**SOURCE INFORMATION:**

○ ○ ○ ○ ○ ○ ○

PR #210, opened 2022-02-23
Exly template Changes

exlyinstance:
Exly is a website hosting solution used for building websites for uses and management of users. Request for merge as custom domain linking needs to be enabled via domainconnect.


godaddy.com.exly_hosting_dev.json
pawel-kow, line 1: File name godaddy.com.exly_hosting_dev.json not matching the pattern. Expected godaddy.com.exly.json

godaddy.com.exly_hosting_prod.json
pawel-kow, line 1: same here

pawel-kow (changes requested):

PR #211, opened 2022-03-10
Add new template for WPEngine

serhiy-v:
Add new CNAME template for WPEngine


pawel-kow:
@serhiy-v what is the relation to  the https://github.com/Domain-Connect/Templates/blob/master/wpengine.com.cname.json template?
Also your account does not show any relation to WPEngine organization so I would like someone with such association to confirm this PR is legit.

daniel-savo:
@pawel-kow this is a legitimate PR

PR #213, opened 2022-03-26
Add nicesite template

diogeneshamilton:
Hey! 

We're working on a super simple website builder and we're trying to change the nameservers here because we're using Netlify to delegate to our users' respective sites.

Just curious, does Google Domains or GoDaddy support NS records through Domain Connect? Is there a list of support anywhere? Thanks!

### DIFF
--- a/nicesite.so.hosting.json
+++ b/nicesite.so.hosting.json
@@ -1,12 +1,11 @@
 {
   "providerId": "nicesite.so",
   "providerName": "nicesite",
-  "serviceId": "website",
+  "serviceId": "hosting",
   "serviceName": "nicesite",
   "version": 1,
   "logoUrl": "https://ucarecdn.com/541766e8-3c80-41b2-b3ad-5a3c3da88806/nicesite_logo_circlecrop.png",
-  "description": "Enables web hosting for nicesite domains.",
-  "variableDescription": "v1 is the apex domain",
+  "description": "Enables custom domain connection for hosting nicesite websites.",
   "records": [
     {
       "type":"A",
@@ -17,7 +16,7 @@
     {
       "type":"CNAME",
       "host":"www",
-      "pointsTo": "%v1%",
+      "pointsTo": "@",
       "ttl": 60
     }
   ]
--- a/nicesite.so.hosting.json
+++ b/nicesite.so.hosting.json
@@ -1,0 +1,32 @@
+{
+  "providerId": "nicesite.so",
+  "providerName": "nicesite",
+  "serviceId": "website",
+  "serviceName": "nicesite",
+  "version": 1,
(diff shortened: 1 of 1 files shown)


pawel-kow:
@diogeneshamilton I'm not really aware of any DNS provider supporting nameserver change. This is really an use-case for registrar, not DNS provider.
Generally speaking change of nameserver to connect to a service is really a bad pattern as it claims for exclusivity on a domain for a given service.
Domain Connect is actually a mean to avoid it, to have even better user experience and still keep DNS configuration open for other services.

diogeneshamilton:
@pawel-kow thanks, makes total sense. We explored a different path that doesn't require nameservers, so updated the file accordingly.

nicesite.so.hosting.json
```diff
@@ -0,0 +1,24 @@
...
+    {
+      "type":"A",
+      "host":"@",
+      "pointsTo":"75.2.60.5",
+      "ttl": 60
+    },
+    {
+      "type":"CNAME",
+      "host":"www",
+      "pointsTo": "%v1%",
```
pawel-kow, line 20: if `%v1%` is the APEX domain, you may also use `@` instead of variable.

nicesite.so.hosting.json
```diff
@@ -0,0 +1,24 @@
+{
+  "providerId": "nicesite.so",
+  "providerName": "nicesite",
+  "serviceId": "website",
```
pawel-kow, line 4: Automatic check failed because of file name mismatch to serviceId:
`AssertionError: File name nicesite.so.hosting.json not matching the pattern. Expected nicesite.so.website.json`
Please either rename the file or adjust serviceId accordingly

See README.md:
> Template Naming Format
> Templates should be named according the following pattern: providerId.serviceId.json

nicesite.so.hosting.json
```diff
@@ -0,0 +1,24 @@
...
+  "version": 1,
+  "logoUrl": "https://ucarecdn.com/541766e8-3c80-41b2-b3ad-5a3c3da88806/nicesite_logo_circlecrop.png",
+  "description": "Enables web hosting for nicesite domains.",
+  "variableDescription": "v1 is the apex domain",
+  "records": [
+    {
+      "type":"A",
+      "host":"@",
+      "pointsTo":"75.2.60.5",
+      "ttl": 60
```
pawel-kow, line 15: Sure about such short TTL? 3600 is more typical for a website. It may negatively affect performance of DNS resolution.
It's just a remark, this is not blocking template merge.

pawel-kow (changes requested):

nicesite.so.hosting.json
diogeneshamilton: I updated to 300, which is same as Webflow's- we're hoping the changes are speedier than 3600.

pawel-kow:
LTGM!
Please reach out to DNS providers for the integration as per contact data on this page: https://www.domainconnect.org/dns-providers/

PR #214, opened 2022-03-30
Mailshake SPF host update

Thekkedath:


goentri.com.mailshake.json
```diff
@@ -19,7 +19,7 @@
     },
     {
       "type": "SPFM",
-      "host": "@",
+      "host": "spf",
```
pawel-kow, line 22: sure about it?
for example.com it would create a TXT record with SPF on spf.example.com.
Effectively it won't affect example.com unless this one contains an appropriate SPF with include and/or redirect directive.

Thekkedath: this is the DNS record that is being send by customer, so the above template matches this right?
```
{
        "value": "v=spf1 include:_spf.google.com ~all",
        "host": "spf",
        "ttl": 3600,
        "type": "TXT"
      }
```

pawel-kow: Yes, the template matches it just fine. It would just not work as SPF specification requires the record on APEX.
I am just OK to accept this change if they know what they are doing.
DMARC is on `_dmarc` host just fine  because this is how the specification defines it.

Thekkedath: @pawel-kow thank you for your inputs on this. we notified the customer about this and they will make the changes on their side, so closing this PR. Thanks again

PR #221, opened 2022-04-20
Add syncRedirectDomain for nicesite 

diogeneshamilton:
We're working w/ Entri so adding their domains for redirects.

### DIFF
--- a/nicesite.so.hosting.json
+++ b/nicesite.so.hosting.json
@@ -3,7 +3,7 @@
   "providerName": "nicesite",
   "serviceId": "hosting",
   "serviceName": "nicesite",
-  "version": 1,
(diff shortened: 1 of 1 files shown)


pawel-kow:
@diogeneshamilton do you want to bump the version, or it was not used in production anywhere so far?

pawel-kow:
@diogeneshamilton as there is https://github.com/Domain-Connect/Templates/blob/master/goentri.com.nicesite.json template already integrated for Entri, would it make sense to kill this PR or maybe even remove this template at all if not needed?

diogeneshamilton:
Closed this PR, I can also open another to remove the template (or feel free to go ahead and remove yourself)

○ ○ ○ ○ ○ ○ ○

**TASK:** Pick out each line in the material containing "accordingly".

**SOLUTION TO THIS EXERCISE:**
@pawel-kow thanks, makes total sense. We explored a different path that doesn't require nameservers, so updated the file accordingly.
Please either rename the file or adjust serviceId accordingly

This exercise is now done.